--- START ---

PR #1773, opened 2026-07-17
Implement Feishu org sync

### LINKED ISSUE #1772: README advertises Feishu org sync but code only resolves imported session identities
## Summary
The README currently claims `飞书同步 | 自动同步飞书组织架构` / `Feishu Sync | Auto-sync Feishu organization structure`, but the current implementation appears limited to resolving Feishu user and group names while importing OpenClaw sessions. I could not find code that synchronizes Feishu departments, users, or org structure into Open ACE tenant/user models.

## Evidence
- `README.md` advertises Feishu org sync in both Chinese and English feature tables
- Feishu-related implementation is concentrated in:
  - `scripts/shared/feishu_user_cache.py`
  - `scripts/shared/feishu_group_cache.py`
  - `scripts/fetch_openclaw.py`
  - `docs/en/FEISHU_CONFIG.md`
- Those files support cached name/group resolution for imported session metadata, not org synchronization into users/tenants/departments
- Search did not find Feishu sync jobs or data model writes for org hierarchy import

## Impact
- Public capability claims are broader than the shipped functionality
- Enterprise adopters may expect identity/org sync that does not exist

## Expected fix
- Either implement real Feishu org sync (users + departments / structure) into the relevant Open ACE models and admin flows, or narrow the product claim everywhere it is currently advertised
- Add tests and docs that match the actual delivered scope

richardhuang:
## Summary
- add a real Feishu organization sync service that provisions departments, users, identities, and memberships
- expose manual sync from admin user management and optional scheduled sync via config
- document the supported Feishu scope, sync behavior, and current non-goals

## Testing
- ruff check app/services/feishu_org_sync.py app/routes/admin.py app/services/data_fetch_scheduler.py tests/unit/test_feishu_org_sync.py tests/routes/test_admin_feishu_sync.py
- pytest tests/unit/test_feishu_org_sync.py tests/routes/test_admin_feishu_sync.py tests/routes/test_auth_must_change_enforcement.py tests/issues/762/test_autonomous_config.py -q

Closes #1772

### DIFF
--- a/README.md
+++ b/README.md
@@ -212,8 +212,8 @@ python3 server.py
 |------|------|
 | 多租户 | 支持多部门/团队隔离 |
 | 角色权限 | 管理员/普通用户角色区分 |
-| SSO 集成 | 支持企业单点登录 |
-| 飞书同步 | 自动同步飞书组织架构 |
+| SSO 集成 | 支持 SAML 2.0、OIDC、OAuth2 企业单点登录 |
+| 飞书同步 | 手动触发并可按配置自动同步飞书组织架构 |
 | 钉钉解析 | 导入 OpenClaw 会话时解析钉钉用户名和群名称 |
 
 ### 📋 合规与报表
@@ -517,9 +517,11 @@ python3 server.py
 |---------|-------------|
 | Multi-tenant | Department/team isolation |
 | Role Permissions | Admin/user role distinction |
-| SSO Integration | Enterprise single sign-on support |
-| Feishu Sync | Auto-sync Feishu organization structure |
+| SSO Integration | Enterprise single sign-on via SAML 2.0, OIDC, and OAuth2 |
+| Feishu Sync | Manual and optionally scheduled Feishu organization sync |
 | DingTalk Resolution | Resolve DingTalk user and group names during OpenClaw import |
+| Feishu Sync | Manual and optionally scheduled Feishu organization sync |
+>>>>>>> 997c5054 (Implement Feishu org sync)
 
 ### 📋 Compliance and Reporting
 
--- a/app/routes/admin.py
+++ b/app/routes/admin.py
@@ -453,3 +453,28 @@ def api_quota_stats():
             },
         }
     )
+
+
+@admin_bp.route("/admin/feishu/sync", methods=["POST"])
+@admin_required
+def api_sync_feishu_org():
+    """Manually trigger a Feishu organization sync."""
+    data = request.get_json(silent=True) or {}
+    tenant_id = data.get("tenant_id")
+
+    if tenant_id is not None:
+        try:
+            tenant_id = int(tenant_id)
+        except (TypeError, ValueError):
+            return jsonify({"error": "tenant_id must be an integer"}), 400
+
+    try:
+        from app.services.feishu_org_sync import FeishuOrgSyncService
+
+        result = FeishuOrgSyncService().sync_org(tenant_id=tenant_id)
+        return jsonify({"success": True, "result": result.to_dict()})
+    except ValueError as e:
+        return jsonify({"error": str(e)}), 400
+    except Exception as e:
+        logger.exception("Failed to sync Feishu org: %s", e)
+        return jsonify({"error": "Failed to sync Feishu org"}), 500
--- a/app/services/data_fetch_scheduler.py
+++ b/app/services/data_fetch_scheduler.py
@@ -260,6 +260,9 @@ class DataFetchScheduler:
         # Check quotas after data is fresh
         self._check_quotas()
 
+        # Optionally synchronize Feishu org structure.
+        self._maybe_sync_feishu_org()
+
     def _refresh_materialized_views(self):
         """Refresh materialized views for PostgreSQL performance optimization."""
         from app.repositories.database import Database, is_postgresql
@@ -450,6 +453,22 @@ class DataFetchScheduler:
             f"requests={row[req_key]}/{row.get('daily_request_quota' if not month_prefix else 'monthly_request_quota')}, "
             f"tokens={row[tok_key]}/{row.get('daily_token_quota' if not month_prefix else 'monthly_token_quota', 0) * 1_000_000}"
         )
+
+    def _maybe_sync_feishu_org(self):
+        """Synchronize Feishu org data when auto-sync is enabled."""
+        try:
+            from app.services.feishu_org_sync import FeishuOrgSyncService
+
+            result = FeishuOrgSyncService().maybe_sync_from_scheduler()
+            if result:
+                logger.info(
+                    "Scheduled Feishu org sync completed: tenant=%s departments=%s users=%s",
+                    result.tenant_id,
+                    result.departments_seen,
+                    result.users_seen,
+                )
+        except Exception as e:
+            logger.warning(f"Scheduled Feishu org sync failed: {e}")
 
 
 # Global scheduler instance
--- a/app/services/feishu_org_sync.py
+++ b/app/services/feishu_org_sync.py
@@ -1,0 +1,657 @@
+"""
+Feishu organization sync service.
+
+Synchronizes Feishu departments and users into local Open ACE teams, team
+memberships, and SSO identity mappings.
+"""
+
+from __future__ import annotations
+
+import json
+import logging
+import re
+import threading
+import uuid
+from collections import deque
+from dataclasses import dataclass, field
+from datetime import datetime, timedelta, timezone
+from typing import Any, cast
+
+import requests
+
+from app.modules.sso.manager import SSOManager
+from app.modules.workspace.collaboration import CollaborationManager
+from app.repositories.database import Database
+from app.repositories.user_repo import UserRepository
+from app.utils.config import get_config_value
+
+logger = logging.getLogger(__name__)
+
+FEISHU_PROVIDER_NAME = "feishu"
+FEISHU_ROOT_DEPARTMENT_ID = "0"
+FEISHU_PLACEHOLDER_EMAIL_DOMAIN = "feishu.local"
+
+
+@dataclass
+class FeishuDepartment:
+    """Feishu department record used during synchronization."""
+
+    department_id: str
+    name: str
+    parent_department_id: str | None = None
+    leader_user_id: str | None = None
+    order: int | None = None
+
+
+@dataclass
+class FeishuUser:
+    """Feishu user record used during synchronization."""
+
+    open_id: str
+    name: str
+    email: str | None = None
+    department_ids: list[str] = field(default_factory=list)
+    status: dict[str, Any] = field(default_factory=dict)
+
+
+@dataclass
+class FeishuOrgSyncResult:
+    """Summary returned to admin/API callers after a sync run."""
+
+    tenant_id: int
+    departments_seen: int = 0
+    users_seen: int = 0
+    teams_created: int = 0
+    teams_updated: int = 0
+    users_created: int = 0
+    users_linked: int = 0
+    users_updated: int = 0
+    memberships_added: int = 0
+    memberships_removed: int = 0
+    started_at: str | None = None
+    finished_at: str | None = None
+    warnings: list[str] = field(default_factory=list)
+
+    def to_dict(self) -> dict[str, Any]:
+        """Convert result to a JSON-friendly dictionary."""
+        return {
+            "tenant_id": self.tenant_id,
+            "departments_seen": self.departments_seen,
+            "users_seen": self.users_seen,
+            "teams_created": self.teams_created,
+            "teams_updated": self.teams_updated,
+            "users_created": self.users_created,
+            "users_linked": self.users_linked,
+            "users_updated": self.users_updated,
+            "memberships_added": self.memberships_added,
+            "memberships_removed": self.memberships_removed,
+            "started_at": self.started_at,
+            "finished_at": self.finished_at,
+            "warnings": list(self.warnings),
+        }
+
+
+class FeishuOrgSyncService:
+    """Synchronize Feishu org data into local users and collaboration teams."""
+
+    _sync_lock = threading.Lock()
+    _schedule_lock = threading.Lock()
+    _last_scheduled_sync_at: datetime | None = None
+
+    def __init__(
+        self,
+        db: Database | None = None,
+        user_repo: UserRepository | None = None,
+        sso_manager: SSOManager | None = None,
+        collaboration_manager: CollaborationManager | None = None,
+        config_override: dict[str, Any] | None = None,
+        http_session=None,
+    ):
+        self.db = db or Database()
+        self.user_repo = user_repo or UserRepository(db=self.db)
+        self.sso_manager = sso_manager or SSOManager(db=self.db)
+        self.collaboration_manager = collaboration_manager or CollaborationManager()
+        self.config_override = config_override
+        self.http = http_session or requests
+
+    def sync_org(self, tenant_id: int | None = None) -> FeishuOrgSyncResult:
+        """Run a full Feishu org sync."""
+        config = self._get_feishu_config()
+        app_id = str(config.get("app_id") or "").strip()
+        app_secret = str(config.get("app_secret") or "").strip()
+        if not app_id or not app_secret:
+            raise ValueError("Feishu app_id and app_secret must be configured before syncing")
+
+        effective_tenant_id = int(tenant_id or config.get("org_sync_tenant_id") or 1)
+        result = FeishuOrgSyncResult(
+            tenant_id=effective_tenant_id,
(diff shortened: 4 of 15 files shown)


richardhuang:
Review of Implement Feishu org sync

### High - Email-based linking trusts an unverified Feishu email and binds an SSO identity to an existing local account
- **Location:** `app/services/feishu_org_sync.py:638-649` (the `existing_user is None and user.email` branch in `_resolve_local_user`)
- **Issue:** When no SSO identity exists yet, the code calls `self.user_repo.get_user_by_email(user.email)` and, on a match in the same tenant, adopts that local account and immediately calls `link_identity(...)` to bind the Feishu `open_id` to it. The Feishu-supplied `email` field is never verified (the Feishu `contact/v3/users` payload's `email` is whatever the org admin entered; it is not proven to be controlled by that person). Anyone who can influence the Feishu directory (a delegated Feishu admin, or a compromised/typo'd account) can set their Feishu profile email to match a local admin's email and get an SSO identity linked to that admin account. The doc lists "Feishu SSO login flow" as a non-goal today, but the link is created now, so the moment SSO login is enabled this becomes account takeover.
- **Impact:** Privilege escalation / account binding via an unverified attribute. Also a confidentiality issue: a Feishu user gets a linked identity on an Open ACE account that does not belong to them.
- **Suggestion:** Do not auto-link by email. Either create a distinct local account, or require an explicit admin/verification step before binding a Feishu identity to an existing user. If email-linking must stay, restrict it to emails whose Feishu user record carries an "email verified" signal, and never link to accounts with elevated roles.

### High - Provisioned users are created with an empty password and `is_active=True`
- **Location:** `app/services/feishu_org_sync.py:654-660` (`create_user(username=..., email=..., password_hash="", role="user", tenant_id=tenant_id)`)
- **Issue:** Newly synced users are created with `password_hash=""` and the default `is_active=True`. Empty-hash users are not directly password-loginable (verification fails for any input), but they are active accounts that exist in user lists, may be assignable as team owners/leaders, and would become loggable the moment password reset or SSO login is wired up. There is also no signal (`system_account`, a flag, or a role) distinguishing auto-provisioned accounts from human-created ones.
- **Impact:** Creates a population of active, unauthenticated-by-password accounts whose provenance is invisible; future auth changes could silently make them reachable.
- **Suggestion:** Mark synced users distinctly (e.g. `is_active=False` until first real SSO login, or a `provenance="feishu_sync"`/source flag) and/or give them an unusable password sentinel rather than the empty string, so they cannot be mistaken for credential-bearing accounts.

### Medium - Sync lock is process-local; multi-worker deployments can run concurrent syncs
- **Location:** `app/services/feishu_org_sync.py:203` (`_sync_lock = threading.Lock()` at class scope) and `:291` (`_schedule_lock`)
- **Issue:** The re-entrancy guard is an in-memory `threading.Lock`. Under gunicorn/uwsgi with multiple workers (the common production setup), each process has its own lock, so the scheduler in worker A and a manual `/admin/feishu/sync` call in worker B can both enter `sync_org` simultaneously. Both will `INSERT ... ON CONFLICT` users and teams, and both will diff the full `team_members` table, leading to duplicate work, spurious membership add/remove, and races on `link_identity`'s UPSERT.
- **Impact:** Duplicate users, flapping memberships, and intermingled DB writes in multi-worker deployments.
- **Suggestion:** Use a DB-level advisory lock (e.g. a `sync_runs` row with `SELECT ... FOR UPDATE`, or Postgres `pg_try_advisory_lock`) so only one process can sync at a time.

### Medium - Membership reconciliation loads entire `teams` and `team_members` tables into memory
- **Location:** `app/services/feishu_org_sync.py:588-609` (`_load_synced_teams` does `SELECT team_id, name, settings FROM teams` with no WHERE) and `:711` (`SELECT team_id, user_id FROM team_members` with no WHERE in `_sync_memberships`)
- **Issue:** For deployments with many teams/members (or teams unrelated to Feishu), every sync reads the whole table and JSON-parses every settings blob to filter in Python, then iterates all members. This scales O(total teams + total memberships), not O(Feishu-managed).
- **Impact:** Sync grows slower and more memory-heavy as the deployment grows, even for non-Feishu teams.
- **Suggestion:** Filter in SQL (e.g. `WHERE settings->>'sync_source' = 'feishu'` on Postgres, or maintain an indexed `sync_source` column / a join table of synced team_ids), and only load memberships for the synced team set.

### Medium - Username uniqueness loop is racy and unbounded
- **Location:** `app/services/feishu_org_sync.py:757-762` (`while self.user_repo.get_user_by_username(candidate): ...`)
- **Issue:** The check-then-insert is not atomic: two concurrent syncs (or a sync plus a normal signup) can both pick the same `candidate` and one insert then fails. The loop also has no upper bound on `counter`. `create_user` swallows the unique-constraint exception and returns `None`, which the code handles as a warning but loses the underlying cause.
- **Impact:** Rare duplicate-username collisions during concurrent provisioning; possible under-counting of created users.
- **Suggestion:** Rely on the DB unique constraint and retry on conflict with a new suffix, or do the insert in a transaction with a conditional check.

### Low - `tenant_access_token` is fetched fresh every run and not cached/refreshed
- **Location:** `app/services/feishu_org_sync.py:329-340`
- **Issue:** Each `sync_org` call re-exchanges `app_id`/`app_secret` for a tenant access token, ignoring the ~2h lifetime Feishu grants. For the default 60-minute scheduler cadence this doubles token requests and risks Feishu rate limits. There is also no handling of `code != 0` errors beyond raising a generic `RuntimeError` that includes the full response (which contains the token path details, not the secret — acceptable).
- **Impact:** Minor API/rate-limit waste; acceptable for low-frequency sync.
- **Suggestion:** Cache the token with its expiry and reuse it; only re-exchange when it is near expiry.

### Low - Broad `except Exception` in the scheduler hook hides actionable errors
- **Location:** `app/services/data_fetch_scheduler.py:94` (`except Exception as e: logger.warning(f"Scheduled Feishu org sync failed: {e}")`)
- **Issue:** Any failure (DB error, auth error, partial write) is collapsed into a single warning line with no traceback and no retry. A mid-sync failure after some users/teams were already created leaves the DB in a partially-synced state with no record of where it stopped.
- **Impact:** Hard to diagnose partial syncs; no resume capability.
- **Suggestion:** Use `logger.exception(...)` and consider recording sync run state (last synced cursor / timestamp) so the next run can continue or at least report how far it got.

### Low - `RuntimeError(f"Feishu API request failed: {payload}")` may echo sensitive fields
- **Location:** `app/services/feishu_org_sync.py:528` and `:339`
- **Issue:** Error messages embed the entire Feishu response. Feishu error payloads are generally safe, but these messages propagate up to the admin API (`admin.py` only surfaces a generic 500, so this is contained). Worth noting that if the logging level captures them, the `tenant_access_token` is in the `Authorization` header (not the body), so it won't leak here.
- **Impact:** Minor; mostly a hygiene note.
- **Suggestion:** Log the full payload at debug and surface a trimmed message.

richardhuang:
Second-round review of Implement Feishu org sync

Second pass; supplementary angles only (membership reconciliation semantics, lifecycle of removed users, identity re-binding, scheduler overlap). I re-read `app/services/feishu_org_sync.py` plus `app/modules/sso/manager.py` and `app/services/data_fetch_scheduler.py` on `main`. First-round Highs/Mediums (unverified email linking, empty-password provisioning, process-local lock, full-table scans, racy username loop) are still open in the merged code.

--- END ---

> _Task description_:
Return only the part of the records above that opens with the line containing "departments_seen: int = 0" and closes with the line containing "memberships_removed: int = 0", ends included.

> _Solution for this problem_:
+    departments_seen: int = 0
+    users_seen: int = 0
+    teams_created: int = 0
+    teams_updated: int = 0
+    users_created: int = 0
+    users_linked: int = 0
+    users_updated: int = 0
+    memberships_added: int = 0
+    memberships_removed: int = 0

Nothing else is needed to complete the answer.